**YOUR INSTRUCTIONS:**
Where does the word "packageUtils" appear in the entries below? Copy each line that holds it.

**EXTRACTED MATERIAL:**
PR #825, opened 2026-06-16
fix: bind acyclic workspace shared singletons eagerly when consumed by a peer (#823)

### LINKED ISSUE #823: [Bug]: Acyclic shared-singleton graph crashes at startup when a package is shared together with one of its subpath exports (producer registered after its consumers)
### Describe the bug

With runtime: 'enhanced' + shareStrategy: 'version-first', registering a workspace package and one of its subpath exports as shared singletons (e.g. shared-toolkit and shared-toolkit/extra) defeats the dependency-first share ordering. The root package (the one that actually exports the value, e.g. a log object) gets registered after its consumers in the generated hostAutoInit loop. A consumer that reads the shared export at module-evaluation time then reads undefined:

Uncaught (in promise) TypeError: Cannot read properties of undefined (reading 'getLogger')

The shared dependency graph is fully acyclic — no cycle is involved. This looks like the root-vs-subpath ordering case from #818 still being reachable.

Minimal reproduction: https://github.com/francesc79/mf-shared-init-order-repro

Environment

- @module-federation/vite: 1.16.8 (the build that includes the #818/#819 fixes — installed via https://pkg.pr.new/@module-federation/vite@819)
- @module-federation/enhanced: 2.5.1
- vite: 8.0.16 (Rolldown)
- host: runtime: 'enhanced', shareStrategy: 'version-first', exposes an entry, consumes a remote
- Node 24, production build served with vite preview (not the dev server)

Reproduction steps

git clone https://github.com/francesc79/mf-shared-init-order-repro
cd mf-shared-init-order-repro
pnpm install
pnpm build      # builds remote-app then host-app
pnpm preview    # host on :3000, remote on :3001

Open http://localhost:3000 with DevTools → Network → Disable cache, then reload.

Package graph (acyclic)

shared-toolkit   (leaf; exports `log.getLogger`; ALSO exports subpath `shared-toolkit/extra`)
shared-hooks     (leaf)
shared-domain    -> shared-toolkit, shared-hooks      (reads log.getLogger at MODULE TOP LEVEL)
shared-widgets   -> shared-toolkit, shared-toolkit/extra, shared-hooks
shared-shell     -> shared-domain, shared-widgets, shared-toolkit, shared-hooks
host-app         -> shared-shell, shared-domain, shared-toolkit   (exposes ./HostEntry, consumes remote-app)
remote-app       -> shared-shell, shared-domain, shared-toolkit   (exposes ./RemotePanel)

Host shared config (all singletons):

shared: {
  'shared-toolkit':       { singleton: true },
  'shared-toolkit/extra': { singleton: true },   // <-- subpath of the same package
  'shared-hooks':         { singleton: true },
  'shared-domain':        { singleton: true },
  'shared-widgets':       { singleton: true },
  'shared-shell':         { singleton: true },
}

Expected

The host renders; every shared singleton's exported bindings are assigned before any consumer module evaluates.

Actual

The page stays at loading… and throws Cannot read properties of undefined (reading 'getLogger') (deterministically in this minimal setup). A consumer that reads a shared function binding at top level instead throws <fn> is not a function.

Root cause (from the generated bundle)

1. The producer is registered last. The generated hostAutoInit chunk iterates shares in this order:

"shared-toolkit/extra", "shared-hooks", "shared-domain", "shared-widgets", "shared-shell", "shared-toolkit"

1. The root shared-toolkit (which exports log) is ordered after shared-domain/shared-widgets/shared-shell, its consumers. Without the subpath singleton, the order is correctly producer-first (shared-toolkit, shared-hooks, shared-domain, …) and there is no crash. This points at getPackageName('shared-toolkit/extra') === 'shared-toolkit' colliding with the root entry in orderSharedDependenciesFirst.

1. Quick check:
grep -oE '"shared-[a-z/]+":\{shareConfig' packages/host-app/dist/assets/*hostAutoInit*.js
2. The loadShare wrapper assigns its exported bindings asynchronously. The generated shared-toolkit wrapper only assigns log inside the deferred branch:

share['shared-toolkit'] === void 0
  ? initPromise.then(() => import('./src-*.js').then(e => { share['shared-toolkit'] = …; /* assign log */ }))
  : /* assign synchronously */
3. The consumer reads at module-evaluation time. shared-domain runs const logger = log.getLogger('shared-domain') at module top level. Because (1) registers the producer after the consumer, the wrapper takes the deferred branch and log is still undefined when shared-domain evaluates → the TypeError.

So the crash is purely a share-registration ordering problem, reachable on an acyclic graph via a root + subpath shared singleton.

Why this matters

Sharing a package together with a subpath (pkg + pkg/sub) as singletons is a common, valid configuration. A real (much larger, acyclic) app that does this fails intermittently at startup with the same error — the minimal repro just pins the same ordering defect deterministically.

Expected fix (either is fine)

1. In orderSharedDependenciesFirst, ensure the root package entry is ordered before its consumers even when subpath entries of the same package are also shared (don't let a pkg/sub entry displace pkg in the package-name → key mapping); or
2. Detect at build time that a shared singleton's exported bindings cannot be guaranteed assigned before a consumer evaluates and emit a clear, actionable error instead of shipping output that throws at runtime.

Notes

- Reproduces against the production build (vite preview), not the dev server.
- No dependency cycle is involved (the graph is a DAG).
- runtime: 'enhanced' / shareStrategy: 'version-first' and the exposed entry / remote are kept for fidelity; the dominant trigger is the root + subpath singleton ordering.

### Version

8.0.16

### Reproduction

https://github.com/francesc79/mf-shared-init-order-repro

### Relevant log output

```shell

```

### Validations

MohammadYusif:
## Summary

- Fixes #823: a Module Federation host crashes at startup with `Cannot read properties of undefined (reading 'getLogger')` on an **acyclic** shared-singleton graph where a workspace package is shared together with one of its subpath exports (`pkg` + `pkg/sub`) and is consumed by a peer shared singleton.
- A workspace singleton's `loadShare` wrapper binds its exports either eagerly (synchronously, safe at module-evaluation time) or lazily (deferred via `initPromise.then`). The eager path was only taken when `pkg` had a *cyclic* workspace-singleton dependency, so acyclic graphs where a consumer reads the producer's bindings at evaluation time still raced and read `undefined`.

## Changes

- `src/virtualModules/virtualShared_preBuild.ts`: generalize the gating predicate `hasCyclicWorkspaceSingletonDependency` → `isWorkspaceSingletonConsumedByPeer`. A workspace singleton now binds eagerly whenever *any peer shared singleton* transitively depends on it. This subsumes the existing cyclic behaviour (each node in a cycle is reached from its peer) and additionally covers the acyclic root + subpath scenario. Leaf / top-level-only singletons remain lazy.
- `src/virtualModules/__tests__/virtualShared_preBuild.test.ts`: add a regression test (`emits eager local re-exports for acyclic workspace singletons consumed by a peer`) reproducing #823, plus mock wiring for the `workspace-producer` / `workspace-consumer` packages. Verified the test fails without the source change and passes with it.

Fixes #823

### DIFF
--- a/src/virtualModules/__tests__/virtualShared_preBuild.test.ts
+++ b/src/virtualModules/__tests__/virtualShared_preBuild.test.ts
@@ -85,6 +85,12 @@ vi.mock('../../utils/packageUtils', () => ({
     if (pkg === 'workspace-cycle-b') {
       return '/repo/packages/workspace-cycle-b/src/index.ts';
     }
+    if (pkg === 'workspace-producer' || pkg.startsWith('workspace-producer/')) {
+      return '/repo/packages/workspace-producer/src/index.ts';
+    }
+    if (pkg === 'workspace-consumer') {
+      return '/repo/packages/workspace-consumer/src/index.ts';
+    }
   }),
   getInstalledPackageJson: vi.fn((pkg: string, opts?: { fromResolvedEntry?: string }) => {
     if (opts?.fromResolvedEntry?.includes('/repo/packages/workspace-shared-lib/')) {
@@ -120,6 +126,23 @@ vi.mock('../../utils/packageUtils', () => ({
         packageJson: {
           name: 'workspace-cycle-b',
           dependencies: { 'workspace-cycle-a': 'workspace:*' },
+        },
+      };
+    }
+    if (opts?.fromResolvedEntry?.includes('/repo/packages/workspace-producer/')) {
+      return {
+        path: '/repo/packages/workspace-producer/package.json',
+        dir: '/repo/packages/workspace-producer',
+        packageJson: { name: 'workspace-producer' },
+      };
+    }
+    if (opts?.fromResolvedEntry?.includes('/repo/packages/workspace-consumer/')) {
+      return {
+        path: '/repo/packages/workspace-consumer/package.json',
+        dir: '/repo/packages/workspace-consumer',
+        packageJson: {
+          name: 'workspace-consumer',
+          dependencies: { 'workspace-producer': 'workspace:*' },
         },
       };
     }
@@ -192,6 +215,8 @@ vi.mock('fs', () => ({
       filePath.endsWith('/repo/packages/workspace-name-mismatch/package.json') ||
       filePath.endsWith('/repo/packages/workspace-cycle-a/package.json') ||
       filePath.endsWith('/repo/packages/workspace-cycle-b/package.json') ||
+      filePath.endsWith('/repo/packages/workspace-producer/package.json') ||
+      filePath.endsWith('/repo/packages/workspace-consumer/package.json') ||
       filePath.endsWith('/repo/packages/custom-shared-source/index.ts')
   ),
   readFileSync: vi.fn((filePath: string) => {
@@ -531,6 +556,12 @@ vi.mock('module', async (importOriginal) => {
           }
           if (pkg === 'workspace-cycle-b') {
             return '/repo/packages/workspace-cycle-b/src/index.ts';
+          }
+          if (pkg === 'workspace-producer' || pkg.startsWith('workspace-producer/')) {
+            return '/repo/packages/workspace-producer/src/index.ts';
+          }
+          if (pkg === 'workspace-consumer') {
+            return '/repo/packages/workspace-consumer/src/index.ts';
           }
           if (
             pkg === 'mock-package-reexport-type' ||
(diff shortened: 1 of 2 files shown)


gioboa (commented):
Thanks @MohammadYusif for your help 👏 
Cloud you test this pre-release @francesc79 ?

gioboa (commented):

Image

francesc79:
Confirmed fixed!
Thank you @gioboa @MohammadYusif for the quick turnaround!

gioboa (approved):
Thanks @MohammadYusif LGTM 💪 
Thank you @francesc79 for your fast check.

**WRITTEN REPLY:**
@@ -85,6 +85,12 @@ vi.mock('../../utils/packageUtils', () => ({
@@ -120,6 +126,23 @@ vi.mock('../../utils/packageUtils', () => ({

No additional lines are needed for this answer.